Beneath this instruction is a block of data; output from it exactly the lines that run from the one containing "matrix.drupal == '^9.0'" through the one containing "-description: 'CiviCRM and", inclusive.

Source records:
-----

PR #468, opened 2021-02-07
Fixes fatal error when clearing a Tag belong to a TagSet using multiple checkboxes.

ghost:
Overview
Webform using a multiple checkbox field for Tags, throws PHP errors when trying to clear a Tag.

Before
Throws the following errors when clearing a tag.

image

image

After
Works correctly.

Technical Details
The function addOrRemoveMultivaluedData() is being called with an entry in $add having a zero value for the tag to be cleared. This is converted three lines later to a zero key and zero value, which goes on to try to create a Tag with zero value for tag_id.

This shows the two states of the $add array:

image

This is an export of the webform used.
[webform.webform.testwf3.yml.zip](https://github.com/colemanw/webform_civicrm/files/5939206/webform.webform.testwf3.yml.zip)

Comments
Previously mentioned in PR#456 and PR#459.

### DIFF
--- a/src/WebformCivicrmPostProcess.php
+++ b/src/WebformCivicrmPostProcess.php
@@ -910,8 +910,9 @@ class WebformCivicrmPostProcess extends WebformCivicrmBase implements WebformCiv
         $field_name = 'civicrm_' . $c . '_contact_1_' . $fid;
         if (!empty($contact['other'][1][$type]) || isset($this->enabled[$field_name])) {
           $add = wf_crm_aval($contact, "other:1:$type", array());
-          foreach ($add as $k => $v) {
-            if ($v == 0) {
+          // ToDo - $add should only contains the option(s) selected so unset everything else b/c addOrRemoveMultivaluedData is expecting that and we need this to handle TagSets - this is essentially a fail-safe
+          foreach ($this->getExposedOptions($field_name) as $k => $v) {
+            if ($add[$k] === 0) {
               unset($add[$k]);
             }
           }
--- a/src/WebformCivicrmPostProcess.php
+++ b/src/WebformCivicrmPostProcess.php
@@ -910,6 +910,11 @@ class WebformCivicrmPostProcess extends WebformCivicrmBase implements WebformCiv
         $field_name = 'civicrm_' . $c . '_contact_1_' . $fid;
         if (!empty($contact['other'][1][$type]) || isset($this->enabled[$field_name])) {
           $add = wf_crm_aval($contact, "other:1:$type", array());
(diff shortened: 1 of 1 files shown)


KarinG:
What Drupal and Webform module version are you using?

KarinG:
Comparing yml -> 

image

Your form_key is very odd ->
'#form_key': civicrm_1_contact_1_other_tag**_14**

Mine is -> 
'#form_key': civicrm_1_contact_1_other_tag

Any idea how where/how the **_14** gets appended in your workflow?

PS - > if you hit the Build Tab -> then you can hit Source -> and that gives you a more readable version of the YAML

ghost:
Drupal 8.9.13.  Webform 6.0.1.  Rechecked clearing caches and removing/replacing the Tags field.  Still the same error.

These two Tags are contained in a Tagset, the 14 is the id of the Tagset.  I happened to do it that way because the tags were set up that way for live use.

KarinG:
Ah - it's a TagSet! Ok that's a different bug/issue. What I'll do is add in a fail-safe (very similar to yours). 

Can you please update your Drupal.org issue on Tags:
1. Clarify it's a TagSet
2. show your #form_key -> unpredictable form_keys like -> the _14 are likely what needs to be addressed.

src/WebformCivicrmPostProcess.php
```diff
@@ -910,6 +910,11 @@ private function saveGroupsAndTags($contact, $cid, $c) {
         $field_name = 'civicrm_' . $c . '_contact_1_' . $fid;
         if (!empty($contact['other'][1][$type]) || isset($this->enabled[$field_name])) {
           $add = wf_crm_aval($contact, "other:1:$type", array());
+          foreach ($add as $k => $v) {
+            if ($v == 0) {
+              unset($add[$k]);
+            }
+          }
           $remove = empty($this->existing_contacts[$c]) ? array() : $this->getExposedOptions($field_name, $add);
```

-----

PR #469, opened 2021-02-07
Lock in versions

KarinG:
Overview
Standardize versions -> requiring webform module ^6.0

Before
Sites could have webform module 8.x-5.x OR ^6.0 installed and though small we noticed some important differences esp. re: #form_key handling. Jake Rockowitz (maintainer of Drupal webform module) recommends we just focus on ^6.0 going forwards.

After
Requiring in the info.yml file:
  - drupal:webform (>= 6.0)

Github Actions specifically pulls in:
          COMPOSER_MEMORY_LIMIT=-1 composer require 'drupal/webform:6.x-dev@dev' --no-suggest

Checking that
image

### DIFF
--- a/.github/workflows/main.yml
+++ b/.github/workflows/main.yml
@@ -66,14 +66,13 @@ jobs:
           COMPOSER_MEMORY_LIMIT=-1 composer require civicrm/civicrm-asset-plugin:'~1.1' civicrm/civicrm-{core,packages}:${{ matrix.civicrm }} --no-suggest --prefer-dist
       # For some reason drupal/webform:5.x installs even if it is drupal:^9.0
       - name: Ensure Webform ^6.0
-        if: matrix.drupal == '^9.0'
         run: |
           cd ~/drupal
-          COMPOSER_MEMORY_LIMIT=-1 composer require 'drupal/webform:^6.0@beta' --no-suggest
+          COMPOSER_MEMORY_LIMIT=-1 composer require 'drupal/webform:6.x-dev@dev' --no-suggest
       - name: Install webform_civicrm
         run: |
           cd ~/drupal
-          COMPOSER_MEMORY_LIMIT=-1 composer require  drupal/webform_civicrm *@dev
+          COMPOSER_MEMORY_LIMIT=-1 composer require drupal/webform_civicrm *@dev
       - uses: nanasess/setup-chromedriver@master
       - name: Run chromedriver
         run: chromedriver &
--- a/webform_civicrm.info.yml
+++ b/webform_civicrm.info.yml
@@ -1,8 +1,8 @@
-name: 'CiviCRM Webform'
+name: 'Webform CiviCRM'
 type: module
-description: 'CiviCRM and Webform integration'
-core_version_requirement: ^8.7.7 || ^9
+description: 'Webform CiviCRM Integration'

-----

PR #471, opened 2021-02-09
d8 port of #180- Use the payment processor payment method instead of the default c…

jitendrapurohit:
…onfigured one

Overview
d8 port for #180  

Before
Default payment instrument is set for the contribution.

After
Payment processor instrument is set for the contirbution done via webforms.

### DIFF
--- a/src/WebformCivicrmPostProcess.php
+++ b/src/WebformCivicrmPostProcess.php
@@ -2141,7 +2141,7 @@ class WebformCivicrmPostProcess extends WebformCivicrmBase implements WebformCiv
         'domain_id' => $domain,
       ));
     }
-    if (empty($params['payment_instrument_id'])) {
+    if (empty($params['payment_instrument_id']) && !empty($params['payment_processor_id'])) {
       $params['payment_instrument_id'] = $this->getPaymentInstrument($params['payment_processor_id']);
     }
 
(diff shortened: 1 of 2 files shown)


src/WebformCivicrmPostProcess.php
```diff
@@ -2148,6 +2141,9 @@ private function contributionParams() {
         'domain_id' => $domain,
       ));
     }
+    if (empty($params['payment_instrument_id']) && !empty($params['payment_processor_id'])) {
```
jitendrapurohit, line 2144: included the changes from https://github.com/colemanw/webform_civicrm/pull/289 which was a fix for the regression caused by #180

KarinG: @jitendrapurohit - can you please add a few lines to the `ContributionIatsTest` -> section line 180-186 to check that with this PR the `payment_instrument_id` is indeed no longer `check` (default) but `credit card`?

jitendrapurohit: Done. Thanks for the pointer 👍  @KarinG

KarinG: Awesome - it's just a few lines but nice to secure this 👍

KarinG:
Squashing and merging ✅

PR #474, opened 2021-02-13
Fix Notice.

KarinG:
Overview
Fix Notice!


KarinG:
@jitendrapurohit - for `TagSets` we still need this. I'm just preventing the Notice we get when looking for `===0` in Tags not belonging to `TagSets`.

-----

### ANSWER BELOW
-        if: matrix.drupal == '^9.0'
         run: |
           cd ~/drupal
-          COMPOSER_MEMORY_LIMIT=-1 composer require 'drupal/webform:^6.0@beta' --no-suggest
+          COMPOSER_MEMORY_LIMIT=-1 composer require 'drupal/webform:6.x-dev@dev' --no-suggest
       - name: Install webform_civicrm
         run: |
           cd ~/drupal
-          COMPOSER_MEMORY_LIMIT=-1 composer require  drupal/webform_civicrm *@dev
+          COMPOSER_MEMORY_LIMIT=-1 composer require drupal/webform_civicrm *@dev
       - uses: nanasess/setup-chromedriver@master
       - name: Run chromedriver
         run: chromedriver &
--- a/webform_civicrm.info.yml
+++ b/webform_civicrm.info.yml
@@ -1,8 +1,8 @@
-name: 'CiviCRM Webform'
+name: 'Webform CiviCRM'
 type: module
-description: 'CiviCRM and Webform integration'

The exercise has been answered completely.